There was nothing particularly important about the vial save for it's mysterious origins.
Entro uncovered a crater impact site years ago and personally appeared to study it once it was discovered to be about 2.5 billion years old.
This not only predates all of life on Earth, but is smack dead in the middle of one of the most cataclysmic periods in the planet's history.
Massive asteroid impacts bombarded the surface, as if the heavens were pounding the Earth.
Super volcanoes blackened the sky, and tectonic shifted the continents we're familiar with today with violent fury.
In one of the larger craters originating from that incident, this green ooze was molded around by obsidian, suggesting it was encased by molten rock and cooled.

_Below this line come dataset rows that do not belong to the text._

PR #6824, opened 2018-03-02
Disable Liquid via front matter

pathawks:
- [x] Add test for posts

This adds an option to specify `liquid: false` in front matter and disable Liquid entirely for a particular document. This would help sites that want to use fenced code blocks without worrying about the Liquid `{% raw %}` tag. This would make it easier to create Markdown documents that render the same way on GitHub and in Jekyll.

This would also make _our_ lives easier, as we could get rid of all the `{% raw %}{% endraw %}` tags on our [templates documentation page](https://github.com/jekyll/jekyll/blob/master/docs/_docs/templates.md).

This could be set using front matter defaults for even more win.


ashmaroli:
@pathawks Leaving notes here since its a WIP..
Regarding the tests:
  - `:read_yaml` doesn't call `doc.render_with_liquid?`. `Renderer#render_document` does..
  - would be better if the fixture page contained more than an empty `raw` tag..
```
---
foo: bar
liquid: false
---
### Valid Liquid
{% raw %}{{ page.foo }}{% endraw %}
{{ page.foo }}

### Invalid Liquid
{% page.foo }}
```

pathawks:
@ashmorali Generally speaking, are you on board with this idea?

ashmaroli:
> Generally speaking, are you on board with this idea?

Yep. Definitely in favor of the idea. :100:
It doesn't seem like something that is prone to bugs or something that would need long-term maintenance..

The only thing I'm not sure of is whether it should be `liquid: false` or `liquid: disabled`..

ashmaroli:
@pathawks Any updates on this?

kenman345:
shouldnt we have a spec added to test that the affirmative is also able to work as expected? 

Also, Why is convertible.rb using a ref to `self` but document.rb is not? 

As a final thought, do you need to say `return`? Cant the lines just be:
`false if self.data["liquid"] == false`

pathawks:
> Cant the lines just be:
> ```ruby
> false if self.data["liquid"] == false
> ```

Unfortunately no. In this case, we want to bail out of the method immediately if `self.data["liquid"] == false`. There is no need for the rest of the checks. That is the reason for the `return`.

It would certainly be possible to incorperate this condition into the longer condition that follows, but deciphering it would require several applications of DeMorgan's Law to figure out the intent. I think the current method reads better than:

```ruby
!(!data["liquid"] || coffeescript_file? || yaml_file? || !Utils.has_liquid_construct?(content))
```

Computationally, there isn't any meaningful difference, so we should use what is easier to read.

kenman345:
I meant that the keyword `return` is unnecessary, no?

pathawks:
> I meant that the keyword `return` is unnecessary, no?

The `return` is necessary because otherwise the expression would be evaluated and ignored. Ruby only returns the result of the last expression of the method, unless an explicit `return` is provided.

kenman345:
Ah, okay. Sorry, still learning Ruby. Just trying to streamline the code
and learn more.

pathawks:
@kenman345 No need to apologize; hacking on Jekyll is how I taught myself Ruby. Happy to have you on board :beers:

pathawks:
Ok, I have added tests to make sure that posts are correctly rendered with Liquid set to `true` and `false`.
This PR is ready for review.

pathawks:
@ashmaroli It is a boolean option with two states: on or off. For the programmer in me, it makes little sense for the type to be a string.

Obviously if this is the only thing blocking this PR I am open to other options.

ashmaroli:
*Disclaimer: The following comment is just an opinionated argument and should not influence the course of this PR.*

> For the programmer in me, it makes little sense for the type to be a string.

Perhaps. But from **my perspective**, a boolean doesn't fit here.
Why? `published: true` or say, `hidden: true` fits intuitively because the said "keys" are **adjectives**, whereas as `liquid:` is a **noun**..

```yaml
# Is the document "published" or not?
published: true

# Is the document "hidden" or not?
hidden: true

# Is the document "processed by liquid" or not?
# liquid: disabled ?
liquid: false
```

pathawks:
Does @jekyll/documentation have any input here? What would be the easiest to explain to users?

kenman345:
I feel like the key being liquid is poor. What if someone’s using Jekyll to
manage chemicals and uses liquid as a key for a property?

I think instead we should have a more direct key, such as perhaps
`process_liquid` Pr something that we would expect only the fewest of
people to have in use already.

pathawks:
The three hardest problems in programming are naming things and off by one errors.

kenman345:
I just think that if we are going to use a name like that, then either have
the tag name be defined in the `_config.yml` or make it so it’s never used
by accident.

We are trying to make people’s lives easier not harder. If we keep it as
`liquid` then I wholeheartedly agree it should be a Boolean.

Maybe a sequence `render` with the subkey
`liquid` would be best so that it can be used to enable or disable other
built in Jekyll norms on a per document/page basis overwriting the defaults
which come from the site level variable definitions.

kenman345:
Looking this over, I kinda like the idea of using the same name as the new method you added `render_with_liquid` to designate when to explicitly disable liquid rendering.

example:
```yaml
render_with_liquid: false # Do not process/render liquid elements
```

ashmaroli:
I like `render_with_liquid:` too :+1:

pathawks:
> I kinda like the idea of using the same name as the new method you added `render_with_liquid`

> I like `render_with_liquid:` too

So let it be written, so let it be done

kenman345:
Does the feature scenario have to be updated?

pathawks:
> Does the feature scenario have to be updated?

@kenman345 ✅Done

https://github.com/jekyll/jekyll/blob/15edbe0411a115611ecf9c8ca54aad8f292ccd94/features/post_data.feature#L254-L264

kenman345:
I meant those two lines starting with “and” that use the variable name we
moved away from. It’s somewhat confusing why it’s there as opposed to what
is there now or what the name of the variable is now

pathawks:
> It’s somewhat confusing why it’s there as opposed to what
> is there now or what the name of the variable is now

Would it be less confusing to just use `"Hello World {{ page.title }}"` or similar? The main part of the test is the stuff in the `{{ }}`

ashmaroli:
@kenman345  How about the following..?

```gherkin
Scenario: Use page.render_with_liquid variable
  Given I have a _posts directory
  And I have the following posts:
    | title           | render_with_liquid | date       | content                |
    | Unrendered Post | false              | 2017-07-06 | Hello {{ page.title }} |
    | Rendered Post   | true               | 2017-07-06 | Hello {{ page.title }} |
  When I run jekyll build
  And I should not see "Hello Unrendered Post" in "_site/2017/07/06/unrendered-post.html"
  But I should see "Hello {{ page.title }}" in "_site/2017/07/06/unrendered-post.html"
  And I should see "Hello Rendered Post" in "_site/2017/07/06/rendered-post.html"
```

ashmaroli:
@pathawks I think the *scenario* above :point_up_2:  would be a lot less confusing to newer contributors..

kenman345:
Agreed

pathawks:
@kenman345 @ashmaroli Thanks. I added you both as co-authors for that commit :beers:

ashmaroli:
> I added you both as co-authors

Thank you very much @pathawks :clinking_glasses: But it wouldn't make a difference because Jekyllbot would simply squash it into a single commit authored by you..

kenman345:
I work hard for my credits but appreciate the thoughtfulness. I am looking
forward to seeing this get used and all the other exciting things coming to
Jekyll

pathawks:
@ashmaroli https://github.com/parkr/auto-reply/issues/40

kenman345:
Are we waiting for the bot to have the ability to give credit? I think I'm okay if you just do a manual merge then if you really care to give credit. This being a code complete PR and self contained should not have any reliance on a bot for something we can handle for the timebeing manually.

pathawks:
> Are we waiting for the bot to have the ability to give credit?

Waiting on a review from @jekyll/core

pathawks:
@jekyllbot: :ship: +feature

kenman345:
should a similar change as was in the document.rb file be applied to the following in excerpt.rb? 

```ruby
    def render_with_liquid?
      !(coffeescript_file? || yaml_file? || !Utils.has_liquid_construct?(content))
    end
```

ashmaroli:
> be applied to the following in excerpt.rb?

I think it should. If a "document" shouldn't be rendered by Liquid, its "excerpt" shouldn't either.. 
Good catch.

kenman345:
No problem. I am working on trying to get my yml files to render and working through some of those pages. I'm having a bit of trouble but hopefully will figure it all out. Was considering opening the PR once I have a decent amount done so that maybe someone might be able to help get me over the finish line with it.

The fact anything survived that period was baffling at the very least, but this particular substance is a different case for one simple reason.
It was alive.
Not just simple lifeforms bunched together, the only thing found in any of Entro's studies were cells that showed individualism, but work seamlessly together towards a goal.
They didn't compete over resources, nor did they break down under pressure, they worked in perfect harmony; the signs of something originating from something much more complex than a single-celled organism.
Something you might find in the blood of an animal.
It was the blood of an unknown species, that predated living life on Earth.
Something that might've been foreign to the planet.
Unfortunately, before Entro could use every bit of his wealth to study what he discovered, disaster struck.
He quickly sealed all of it in this vial and stowed it away in the only place he felt he could still trust.
"Aurelian, we're going off course a bit. But it will be worth it."